Abenteuerlich gestaltet sich der Aufstieg zu den Glocken der evangelischen Kirche in Eckenhagen.
Sie sind nur durch eng verwinkelte Treppen im Bruchsteingemäuer und freiliegende Holzstiegen zu erreichen.
Der alte Glockenstuhl aus Eichenbalken trägt 3 Bronzeglocken: eine 32-Zentnerglocke, auf Dis gestimmt, die mittlere 18-Zentnerglocke auf Fis und die kleine 12-Zentnerglocke auf Gis.
Normalerweise werden sie automatisch von Elektromotoren angetrieben.
Doch zu kirchlichen Feiertagen, wie Weihnachten, zu Konfirmationen oder Silvester wird ein Festklang von Hand erzeugt.
Dafür zuständig sind die Beierleute, eine Gruppe von 12 Männern und 2 Frauen.
Das „Beiern“ (aus dem flämischen = Glocken schlagen) hat seit 1764 in Eckenhagen Tradition. Für das Läuten von Hand braucht man nicht nur Muskelkraft, sondern auch Konzentration, Taktgefühl und musikalisches Verständnis.
Bevor die 3 Glocken klingen, muss die Läute-Automatik abgeschaltet werden. Diese Automatik sorgt z.B. für’s Mittag oder Abendläuten. Dann müssen die beiden kleineren Glocken für den Handbetrieb präpariert werden.

Beiermann in Aktion
Beiermann in Aktion

Dazu klettert ein Beiermann auf den hölzernen Glockenstuhl und befestigt Holzbohlen auf dem Joch. An den Holzbohlen ist je ein dickes Seil befestigt, das dann mit einer Schlaufe um den Klöppel gebunden wird.

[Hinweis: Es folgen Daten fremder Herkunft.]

PR #1279, opened 2021-07-13
Add new macro[s] to explicitly disallow copy and move ctors

bcaimano:


vlovich:
My understanding is that this is to try to solve the problem that someone uses a `KJ_DISALLOW_COPY` type & only tests release builds & thus `auto x = NonCopyable()` passes in release and fails in debug. Is that the gist of the problem?

Personally, the distinction between `KJ_DISALLOW_COPY` and `KJ_DISALLOW_COPY_AND_MOVE` is subtle enough in practice, that I wonder if it's not better solved through better CI coverage. At a minimum, I think this could use with some documentation that describes when to use one vs the other (e.g. "Rule of thumb is `KJ_DISALLOW_COPY_AND_MOVE` unless you need to be able to move the type).

kentonv:
@vlovich No, that's not it. Compilers are only allowed to elide a copy/move in the case that it would have been legal. Optimization level doesn't change what errors are reported here.

My understanding is that @bcaimano feels that the compiler produces better error messages if the move constructors are explicitly deleted, compared to the case where they are not defined at all but the copy constructor is deleted.

@bcaimano, can you give a specific example of where this produces better error messages?

bcaimano:
In short, compilers default to complaints about copy even in contexts where you'd expect them to use the move ctor: https://godbolt.org/z/EhKq84qMP. The underlying reason, to my understanding, is that defining the copy ctor but not the move ctor prevents the implicit generation of the move ctor. This is not the same thing as implicitly generating a deleted move ctor.

There's also the milder gripe that KJ_DISALLOW_COPY is ambiguous for resource types. Is there a move ctor defined somewhere else in the class? Specifying the full rule of five (or a ctor/macro that is equivalent to it) means you know at a glance what copy/move semantics for the class are.

Regarding the elision, the rules are more permissive than you may think and vary by compiler (https://en.cppreference.com/w/cpp/language/copy_elision). Sadly, the phrase "permitted but not required" comes up here. Note that in the godbolt above, gcc permits elision but clang does not.

bcaimano:
Closing since https://github.com/capnproto/capnproto/pull/1594 landed. (Didn't even remember that this was open.)

PR #1280, opened 2021-07-17
Fix release build

kentonv:


kentonv:
@harrishancock this is actually ready for review now.

kentonv:
It appears that GitHub Actions' ubuntu-latest is busted, can't install cmake anymore. Ironically, this makes all the Quick Tests fail, but the Release Tests succeed because they are inexplicably using ubuntu-18.04 instead. Maybe I'll switch it.

kentonv:
Oh duh I misread, it's quick-tests that were weirdly using ubuntu-18.04, and ubuntu-latest that works fine.

kentonv:
Oh, right, we were using ubuntu-18.04 because it has older compilers available. Sigh.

Zwischen Klöppel und Glockenrand bleibt nur noch eine Hand breit Platz. Ein kräftiger Zug am Seil sorgt dann für den Anschlag und lässt die Glocke tönen.
Die größte Glocke wird weiterhin elektrisch angetrieben. Bei den ersten Schwüngen verhindert ein Beiermann die Berührung von Klöppel und Glockenrand. Und zwar so lange, bis sie regelmäßig hin und her schwingt. Sie gibt schließlich den Takt vor. Erklingt ihr tiefer Ton dann gleichmäßig, setzen die kleineren Glocken ein. Zwischen den tiefen Anschlägen erzeugen die Beierleute mit dem Ein- bzw. Zweischlag eine Melodie. Nach 3 bis 5 Minuten gibt es eine Ablösung, der Zug am Seil ist kräftezehrend. Die Tonfolge darf dabei nicht unterbrochen werden. Einsatz und Ende müssen sauber sein. Ein verfrühter oder verspäteter Ton fällt alteingesessenen Eckenhäänern sofort auf.
Im Turm ist es meist kalt und zugig, manchmal tanzen sogar Schneeflocken durch die Luft. Zum Schutz gegen Kälte und Nässe wurde erst 1983 auf dem Dachboden der Kirche die sogenannte Beierstube eingerichtet. Hier werden Utensilien wir Gehörschutz, Seile und Werkzeug aufbewahrt.